(1) Skeptics. Many riders feel knee braces are for those who have pre-existing problems with their knees. This used to be the way of thinking years ago, as knee braces were made to serve those with knee injuries. Over the years, however, companies recognized the need to offer protection to help prevent knee injuries from happening. Knee injuries account for 8 percent of total injuries in offroad riding, with the most common being ACL (anterior cruciate ligament) injuries. While 8 percent might not sound like a high percentage, the road to recovery from an ACL tear is about six months. Most often a torn ACL requires surgery to ensure the joint is stable and doesn’t cause further injuries down the road. The typical plastic knee guard only protects against impacts; it doesn’t protect against ligament damage as braces do. Medical research reports that knee braces reduce ACL injuries by 50 percent and MCL injuries by 700 percent.
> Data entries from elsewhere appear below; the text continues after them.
PR #1371, opened 2022-11-29
Recover from bad parsing of golang binary

wagoodman:
The llvm project has some great examples of malformed binaries which currently panic in the go stdlib:

Screen Shot 2022-11-29 at 10 09 34 AM

file: https://github.com/llvm/llvm-project/blob/llvmorg-15.0.6/llvm/test/Object/Inputs/macho-invalid-dysymtab-bad-size

This PR adjusts the golang binary cataloger to at least survive these cases. Additionally more trace logging has been added to help expose what syft is parsing when bad crashes occur.


kzantow (approved):
👍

(2) Broken femur. Many people believe that if a knee brace directs the force away from the knee, it has to go somewhere else. They feel they have to choose between a ligament tear and a broken femur, tibula or fibula. It is true that the force has to go somewhere, and with many of the older, more rigid braces, the entire force of the blow would be placed on those bones. Early motocross braces weren’t designed to dissipate the force of the blow; they were designed to protect the knee. Newer braces from companies such as Pod, Mobius, Alpinestars and EVS are designed to reduce the forces by distributing them first through the hinge, then to the frame, then to the flexible upper and lower cuffs, all of which lessen the force before it hits the bone. It should be noted that the longer the overall length of the knee brace, the more the load is lessened when it is transferred to the bones.
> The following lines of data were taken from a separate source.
PR #1377, opened 2022-11-30
feat: add catalog delete

spiffcs:
## Summary

Allows consumers of syft as a library to delete packages from the catalog based on their own filter or gating mechanisms.

### DIFF
--- a/syft/pkg/catalog_test.go
+++ b/syft/pkg/catalog_test.go
@@ -16,6 +16,31 @@ type expectedIndexes struct {
 	byPath map[string]*strset.Set
 }
 
+func TestCatalogDeleteRemovesPackages(t *testing.T) {
+	c := NewCatalog()
+	pkg1 := Package{
+		id:   artifact.ID("pkg1"),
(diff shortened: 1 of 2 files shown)


syft/pkg/catalog_test.go
```diff
@@ -16,6 +16,31 @@ type expectedIndexes struct {
...
+		id:   artifact.ID("pkg3"),
+		Name: "pkg3",
+		Type: RpmPkg,
+	}
+	c.Add(pkg1, pkg2, pkg3)
+
+	c.Delete(pkg1.ID(), pkg2.ID())
+
+	assert.Equal(t, 1, c.PackageCount())
+	assert.Equal(t, []Package{pkg3}, c.Sorted())
```
wagoodman, line 41: I think adding a few more assertions to ensure that the indexes are alright would be helpful. Additionally, some tests that test that the right logic is being applied for real path and virtual path for the location index would be good.

wagoodman (approved):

Dean Wilson know a thing or two about ACL injuries.

(3) Heavy. Traditional knee braces were designed for medical treatment. Braces today are designed for sports performance, which means fewer moving parts, lighter weight and greater strength.

(4) Expensive. Compared to a knee reconstruction, quality knee braces are actually cheap. Six months off work, medical bills and a chance that you’ll never have the same range of motion are a high price to pay. As with helmets and boots, knee braces should be an essential part of your riding arsenal—and you get what you pay for.

(5) Movement. Today’s knee braces support natural human motion and do not limit or restrict your riding ability; of course, they can limit the range of motion if you desire. Remember, however, that when braces are put on incorrectly or are the wrong size, they are not as effective as they can be. It is important to read sizing charts and instructions carefully.

(6) Ride time. Every MXA test rider knows from experience that wearing knee braces for the first time feels foreign and awkward. The space between your knees and the bike changes, which throws off how you feel on the bike. You must push through the awkwardness until you adapt to the knee braces. The strange feeling will go away, and soon enough you won’t be able to live without them.

(7) Braces for free. Okay, nothing in life is free, but if you have good medical insurance, your provider can bill premium braces to your medical insurance (if that brand of brace has an FDA PDAC billing code). Braces from Pod, CTi and Don Joy are medically certified braces.

The two most important straps are the ones directing above the knee joint and directly below.

(8) Straps. Most knee braces have four straps. Guess what? Only two of them do most of the work. The straps directly above and below the knee are the most important straps, as they provide the support for the hinge to dissipate the forces. The other two straps are there to offer more leverage and support. We recommend strapping the brace on in a certain order. First, the strap above the belly of your calf (below your knee), then the strap directly above your knee, next the strap on your thigh and finally the strap below your calf.

(9) Brace early. It’s never too early to brace your knees. Soft-tissue damage to young kids’ knees can interfere with growth and development for the rest of their lives. Parents should take knee braces as seriously as they do helmets, boots and chest protectors. Leading knee brace companies offer youth braces that provide the same support and function as adult braces.

(10) Equality. All knee braces are not created equal, which is good because all knees are not created equal. Whether your knee anatomy is bony, wide or long try on as many knee braces as possible to find the one that fits you best. Do your research to truly understand which brace will offer the best level of support, comfort and protection for your knee.